Related publications, videos and repositories:
Demo: Catch My Eye: Gaze-Based Activity Recognition in an Augmented Reality Art Gallery [Demo abstract PDF] [Demo Video]
T. Scargill, G. Lan, M. Gorlatova
To appear at IEEE IPSN’22, May 2022
Demo: Will It Move? Indoor Scene Characterization for Hologram Stability in Mobile AR [Paper PDF] [Demo Video]
T. Scargill, S. Hurli, J. Chen, M. Gorlatova
In Proc. ACM HotMobile 2021, Feb. 2021.
Edge-based Provisioning of Holographic Content for Contextual and Personalized Augmented Reality [Paper PDF]
M. Glushakov, Y. Zhang, Y. Han, T. Scargill, G. Lan, M. Gorlatova
In Proc. IEEE Workshop on Smart Edge Computing and Networking (co-located with IEEE PerCom), Austin, TX, Mar. 2020.

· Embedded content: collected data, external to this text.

PR #1013, opened 2019-06-27
Add error attachment log model and tests

achocron:

## Description

Adds error attachment models.

[AB#63630](https://dev.azure.com/msmobilecenter/454a20a9-dfe6-4c1f-8ae8-417f76adb472/_workitems/edit/63630)

### DIFF
--- a/SDK/AppCenterCrashes/Microsoft.AppCenter.Crashes.Windows.Shared/ErrorAttachmentLog.cs
+++ b/SDK/AppCenterCrashes/Microsoft.AppCenter.Crashes.Windows.Shared/ErrorAttachmentLog.cs
@@ -1,9 +1,9 @@
 // Copyright (c) Microsoft Corporation. All rights reserved.
 // Licensed under the MIT License.
 
+using System.Text;
 using Microsoft.AppCenter.Ingestion.Models;
 using Newtonsoft.Json;
-using System.Text;
 
 namespace Microsoft.AppCenter.Crashes
 {
@@ -17,12 +17,20 @@ namespace Microsoft.AppCenter.Crashes
 
         static ErrorAttachmentLog PlatformAttachmentWithText(string text, string fileName)
         {
+            if (text == null)
+            {
+                return null;
+            }
             var data = Encoding.UTF8.GetBytes(text);
             return PlatformAttachmentWithBinary(data, fileName, ContentTypePlainText);
         }
 
         static ErrorAttachmentLog PlatformAttachmentWithBinary(byte[] data, string fileName, string contentType)
         {
+            if (data == null)
+            {
+                return null;
+            }
             return new ErrorAttachmentLog()
             {
                 Data = data,
--- a/SDK/AppCenterCrashes/Microsoft.AppCenter.Crashes.Windows.Shared/ErrorAttachmentLog.cs
+++ b/SDK/AppCenterCrashes/Microsoft.AppCenter.Crashes.Windows.Shared/ErrorAttachmentLog.cs
@@ -1,18 +1,83 @@
 // Copyright (c) Microsoft Corporation. All rights reserved.
 // Licensed under the MIT License.
 
+using Microsoft.AppCenter.Ingestion.Models;
+using Newtonsoft.Json;
+using System.Text;
+
 namespace Microsoft.AppCenter.Crashes
 {
-    public partial class ErrorAttachmentLog
+    /// <summary>
+    /// Error attachment log.
+    /// </summary>
+    [JsonObject("errorAttachment")]
+    public partial class ErrorAttachmentLog : Log
     {
+        private const string ContentTypePlainText = "text/plain";
+
         static ErrorAttachmentLog PlatformAttachmentWithText(string text, string fileName)
         {
-            return new ErrorAttachmentLog();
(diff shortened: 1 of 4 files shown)


SDK/AppCenterCrashes/Microsoft.AppCenter.Crashes.Windows.Shared/ErrorAttachmentLog.cs
```diff
@@ -1,18 +1,83 @@
 // Copyright (c) Microsoft Corporation. All rights reserved.
 // Licensed under the MIT License.
 
+using Microsoft.AppCenter.Ingestion.Models;
+using Newtonsoft.Json;
+using System.Text;
```
jaelim-ms: Sort?

Tests/Microsoft.AppCenter.Crashes.Test.Windows/ErrorAttachmentLogTest.cs
```diff
@@ -0,0 +1,41 @@
...
+            Assert.AreEqual(fileName, attachment.FileName);
+            CollectionAssert.AreEqual(data, attachment.Data);
+        }
+
+        [TestMethod]
+        public void TestCreateTextAttachmentLog()
+        {
+            // Create an error attachment log with text.
+            var text = "This is the text.";
+            var fileName = "binary attachment";
```
jaelim-ms: Is file name "binary attachment"? :trollface:

Tests/Microsoft.AppCenter.Crashes.Test.Windows/ErrorAttachmentLogTest.cs
```diff
@@ -0,0 +1,41 @@
+﻿// Copyright (c) Microsoft Corporation. All rights reserved.
+// Licensed under the MIT License.
+
+using System.Text;
+using Microsoft.VisualStudio.TestTools.UnitTesting;
+
+namespace Microsoft.AppCenter.Crashes.Test
+{
+    [TestClass]
+    public class ErrorAttachmentLogTest
```
jaelim-ms: Please add a test that doesn't set file name.

jaelim-ms: Please also add a test for Validation.

guperrot:
(please ignore the PR link, that was a mistake)

SDK/AppCenterCrashes/Microsoft.AppCenter.Crashes.Windows.Shared/ErrorAttachmentLog.cs
```diff
@@ -1,18 +1,83 @@
...
+
+        /// <summary>
+        /// Validate the object.
+        /// </summary>
+        /// <exception cref="ValidationException">
+        /// Thrown if validation fails
+        /// </exception>
+        public override void Validate()
+        {
+            base.Validate();
```
jwallra: this line should probably be last because the other ones will fail faster

SDK/AppCenterCrashes/Microsoft.AppCenter.Crashes.Windows.Shared/ErrorAttachmentLog.cs
```diff
@@ -1,18 +1,83 @@
...
+    /// </summary>
+    [JsonObject("errorAttachment")]
+    public partial class ErrorAttachmentLog : Log
     {
+        private const string ContentTypePlainText = "text/plain";
+
         static ErrorAttachmentLog PlatformAttachmentWithText(string text, string fileName)
         {
-            return new ErrorAttachmentLog();
+            var data = Encoding.UTF8.GetBytes(text);
```
clpolet: Shouldn't we check for null text? [Encoding.UTF8.GetBytes](https://docs.microsoft.com/en-us/dotnet/api/system.text.encoding.getbytes?view=netframework-4.8#System_Text_Encoding_GetBytes_System_String_) will throw an exception if `text` is null.

achocron: Yeah it I added the null check on another branch. Should appear here shortly.

SDK/AppCenterCrashes/Microsoft.AppCenter.Crashes.Windows.Shared/ErrorAttachmentLog.cs
achocron: Copied straight from the autogenerated code so leaving as is.

jaelim-ms: Usually `base` or `super` is called at the beginning of a method when it is overridden. This is right order unless we have any other reasons but it wouldn't fail faster even though we move this down to the bottom in case base class properties are not valid.

achocron:
> Should have unit tests for error attachments in crashes. Is it coming in another PR?

@jaelim-ms There is no change to crashes in this PR, so I didn't add tests.

achocron:
@jaelim-ms Those changes were not supposed to be in this PR. Removed.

Two major challenges exist to a vision of high-quality, personalized AR content, delivered instantaneously to the end user. One is the storage/computation restrictions of a mobile, wearable device; we simply cannot store all the holograms that might possibly be required locally. However if we store this content in the cloud, then we incur a transmission latency which will likely degrade a user’s quality of experience. Secondly, if we are to maximize the potential for personalized content then highly sensitive attributes such as a user’s eye movements must be processed. How then do we preserve the privacy of users?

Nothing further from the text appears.